To serve as a trademark, an item must be distinctive. When conferring trademark status on a request, courts group potential marks into four different categories: arbitrary/fanciful, suggestive, descriptive, and generic. Generic marks have the least claim to trademark status because they offer little, if any, identifying ability.
Trademarks, however, are not limited to just phrases or designs. They can also include sounds, scents, and colors, as long as the feature serves as a source indicator; however, if a feature is purely functional, it cannot be registered as a trademark.
Claims of Genericness
In the case of API’s gray drawstring, the TTAB noted the commonality of gray drawstrings in the trash bag industry. In their cancellation claim against API’s registration, Poly-America submitted evidence of six different companies that used gray drawstrings on their trash bags. TTAB found this evidence “sufficient to establish that consumers are exposed to use of the color gray in trash bag drawstrings in the same general time period such that they would not perceive it as indicating source but rather, to the extent it is perceived at all, as a category or type of trade dress for the genus plastic trash bags.”
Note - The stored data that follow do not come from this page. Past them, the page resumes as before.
PR #174, opened 2023-11-06
Enable ufw by default

### LINKED ISSUE #874: Set status of ufw firewall to 'active' by default
Issue/Bug Description:
Pop!_OS comes with the ufw firewall installed, but inactive. There is no GUI application to manage the firewall, nor any indication to the user that there is a firewall installed or that it is disabled. I would like to suggest that, similar to other distributions like Fedora, that Pop!_OS have the firewall set to 'active' rather than 'inactive' by default.

Expected behavior:
The ufw firewall should ideally be activated by default in a new installation, rather than needing to be activated manually in the terminal.

image

leviport:
I believe this should enable ufw by default on Pop.

Closes https://github.com/pop-os/pop/issues/874

### DIFF
--- a/etc/ufw/ufw.conf
+++ b/etc/ufw/ufw.conf
@@ -1,0 +1,10 @@
+# /etc/ufw/ufw.conf
+#
+
+# Set to yes to start on boot. If setting this remotely, be sure to add a rule
+# to allow your remote connection before starting ufw. Eg: 'ufw allow 22/tcp'
+ENABLED=yes
+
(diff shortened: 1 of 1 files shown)


leviport:
I can't tell if I just can't test this, or if it just doesn't work

leviport:
I built an ISO with this change and it didn't enable ufw by default. There's something missing somewhere.

leviport:
Since this isn't working, I'll close and delete the branch. We can revisit it some other time if we want ufw enabled by default.

PR #175, opened 2024-11-05
fix(apt): add Signed-By field if missing

mmstick:
Adds a Signed-By field to our apt sources, as required by 24.04

Closes https://github.com/pop-os/cosmic-epoch/issues/516


leviport (approved):
Makes the "missing signed-by" messages disappear on 24.04 when doing apt updates.

jackpot51 (approved):

PR #178, opened 2026-02-09
feat: automatically set wireless reg domain

mmstick:
Automatically calls `iw reg set ${country_code}` on startup and also when the timezone changes. This will improve wifi signal in some countries by enabling more channels, frequencies and/or higher power where they are available.

Based on https://invent.kde.org/kde-linux/kde-linux/-/merge_requests/367

Should be copied to the resolute branch


garrettjwilke (approved):
changed multiple timezones (Africa, Americas, Asia, Australia)...rebooted and checked:
`iw reg get`

correctly adjusts on each boot

jackpot51 (approved):

Conan-Kudo:
Heh, this is a surprise. 😅

PR #180, opened 2026-02-23
fix: enable udisks to mount NTFS partitions with ntfs3

mmstick:
It is required to define a udev rule to force udisks to use the new `ntfs` driver over `ntfs3` so that the user needn't install the less maintained `ntfs-3g` FUSE driver (which unsafely ignores the dirty bit flag in the file system). UDISKS_FILE_SYSTEMSHARED=0 is the default behavior for other file systems, which auto-mounts to `/media/{{volume-name}}` by default.

### DIFF
--- a/debian/pop-default-settings.install
+++ b/debian/pop-default-settings.install
@@ -19,6 +19,7 @@ etc/xdg/autostart/pop-app-folders.desktop
 etc/xdg/autostart/pop-flatpak-repos.desktop
 lib/systemd/system-sleep/pop-default-settings_bluetooth-suspend
 lib/udev/rules.d/60-block-pop.rules
+lib/udev/rules.d/60-ntfs3.rules
 lib/udev/rules.d/85-iw-regulatory.rules
 usr/bin/pop-app-folders
 usr/bin/pop-cosmic-favorites
--- a/lib/udev/rules.d/60-ntfs3.rules
+++ b/lib/udev/rules.d/60-ntfs3.rules
@@ -1,0 +1,2 @@
+# Enables udisks to mount NTFS parititons with the ntfs3 module by default.
+SUBSYSTEM=="block", ENV{ID_FS_TYPE}=="ntfs", ENV{ID_FS_TYPE}="ntfs3" , ENV{UDISKS_FILESYSTEM_SHARED}="0"


garrettjwilke:
installed this fix, removed `ntfs-3g` and rebooted

drive mounts, can write files and folders

if you incorrectly unmount the disk, it will not mount again with:

image

attempting to fix:
```
sudo ntfsfix /dev/sda1
Mounting volume... OK
Processing of $MFT and $MFTMirr completed successfully.
Checking the alternate boot sector... OK
NTFS volume version is 3.1.
NTFS partition /dev/sda1 was processed successfully.
```

attempting to mount gives the same error...

i assume this NTFS driver works as intended, but the issues with NTFS on linux are still difficult :)

mmstick:
Perhaps it'd be helpful to automatically run `ntfsfix -b -d` on NTFS file systems before mounting.

wash2 (dismissed):

jklgrasso:
I ran into the same issue as Garrett: https://github.com/pop-os/default-settings/pull/180#issuecomment-3947409811. If we're fine with that for the time being to resolve the mounting issue, I can approve this. Just want to confirm first

jklgrasso:
On Linux 7.1.5, without `ntfs-3g`, I can mount disks and create/delete/copy/move/etc. files on an existing NTFS filesystem. But I cannot create new filesystems. Is that expected?

I'm still seeing dirty NTFS filesystems upon improper removal and have no resolution options without `ntfs-3g`. Is there another package I should/need to install (other than `ntfs-3g`), or will we continue using `ntfs-3g` alongside the  "Resurrection" driver so this won't be an issue? As far as I know, `ntfsfix` doesn't exist without `ntfs-3g`.

mmstick:
If we backport `ntfsprogs-plus`, this provides `mkfs.ntfs` for the new `ntfs` kernel driver. `ntfsfix` is still required to clear the dirty bit flag though, so it still needs to be installed for GNOME Disks to use it when using the disk repair option. We could potentially have cosmic-files run the `ntfsfix -d` command when mounting a NTFS partition with the dirty bit flag set.

jklgrasso:
That sounds good to me

PR #183, opened 2026-05-07
fix: remove pop-im-ibus profile

mmstick:
Not needed with COSMIC and will interfere with fcitx

### DIFF
--- a/debian/pop-default-settings.install
+++ b/debian/pop-default-settings.install
@@ -12,7 +12,6 @@ etc/pop-os/lsb-release
 etc/pop-os/os-release
 etc/pop-os/update-motd.d/10-help-text
 etc/pop-os/update-motd.d/50-motd-news
-etc/profile.d/pop-im-ibus.sh
 etc/sysctl.d/10-pop-default-settings.conf
 etc/update-manager/release-upgrades.d/pop-default-settings.cfg
 etc/xdg/autostart/pop-app-folders.desktop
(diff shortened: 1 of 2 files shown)


jackpot51 (dismissed):

wash2 (dismissed):

jacobgkau (changes requested):
Failed to build:

```
make[1]: Leaving directory '/<<PKGBUILDDIR>>'
   dh_auto_test
   create-stamp debian/debhelper-build-stamp
 fakeroot debian/rules binary
dh binary
   dh_testroot
   dh_prep
   dh_auto_install
   dh_install
dh_install: warning: Cannot find (any matches for) "etc/profile.d/pop-im-ibus.sh" (tried in ., debian/tmp)

dh_install: warning: pop-default-settings missing files: etc/profile.d/pop-im-ibus.sh
dh_install: error: missing files, aborting
make: *** [debian/rules:8: binary] Error 255
dpkg-buildpackage: error: fakeroot debian/rules binary subprocess returned exit status 2
```

I think we need to remove the file from the list at https://github.com/pop-os/default-settings/blob/b272e92e09073dc1e4dce01344790e696bbbaa5f/debian/pop-default-settings.install#L15, in addition to just removing the file itself.

jacobgkau (approved):
This removes the obsolete and unneeded file from `/etc/prfile.d/pop-im-ibus.sh` that set the environment variables (which are no longer recommended for use in Wayland) to IBus (which is not the preferred IM for COSMIC).

The variables are still being set in `/etc/X11/Xsession.d/70im-config_launch` from the `im-config` package, which is a recommends of fcitx5 (even though fcitx5 shows a warning if these variables are set recommending that they be unset) and is also a recommends of ibus (which is installed by default in Pop!_OS despite not being a dependency of anything in particular, from what I can see). That's another piece we'll need to figure out how to fix elsewhere.

jackpot51 (approved):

In short, the Board decided that in the unlikely event that someone noticed that their trash bag had a gray drawstring, it was a common enough color that they would not associate it with any particular manufacturer.
API’s own petition to cancel Poly-American’s orange drawstring trademark took a similar tactic, but with a twist. Because Poly-America sells bags (with the orange drawstring) at wholesale to a number of companies, who in turn sell them under a range of other brands, TTAB determined that “when a company sells to third parties for re-sale under the third parties’ marks rather than under the manufacturer’s mark, that circumstance cripples any attempt to show that consumers uniquely associate the mark with one source, i.e. the manufacturer.”
As such, TTAB declared that the orange used by Poly-American was a generic color for trash bag drawstrings because there are enough orange drawstring trash bags in the world, including Poly-American’s trash bags sold under varying marks, that consumers would not associate that particular color with Poly-American.
Functionality of Color
In addition to genericness, API claimed Poly-American’s orange drawstrings failed as a trademark due to functionality. Applying case law as provided by Inwood, TTAB evaluated Poly-America’s use of the color orange for drawstrings by the following metrics: Is the feature essential to the use or purpose of the article? Does it affect cost or quality? TTAB concluded that the orange drawstrings served a utilitarian purpose and were therefore primarily functional.
According to the Board: “The purpose of a trash bag is to hold trash. The purpose of the drawstring on a trash bag is to close the trash bag. One purpose of a vibrant contrasting color for the drawstring is to see it more easily to grab it and close the trash bag. Orange is at least one of a few superior colors for that purpose. We find that the color orange is functional for trash bag drawstrings.”
Consequently, the Board granted both applications to cancel.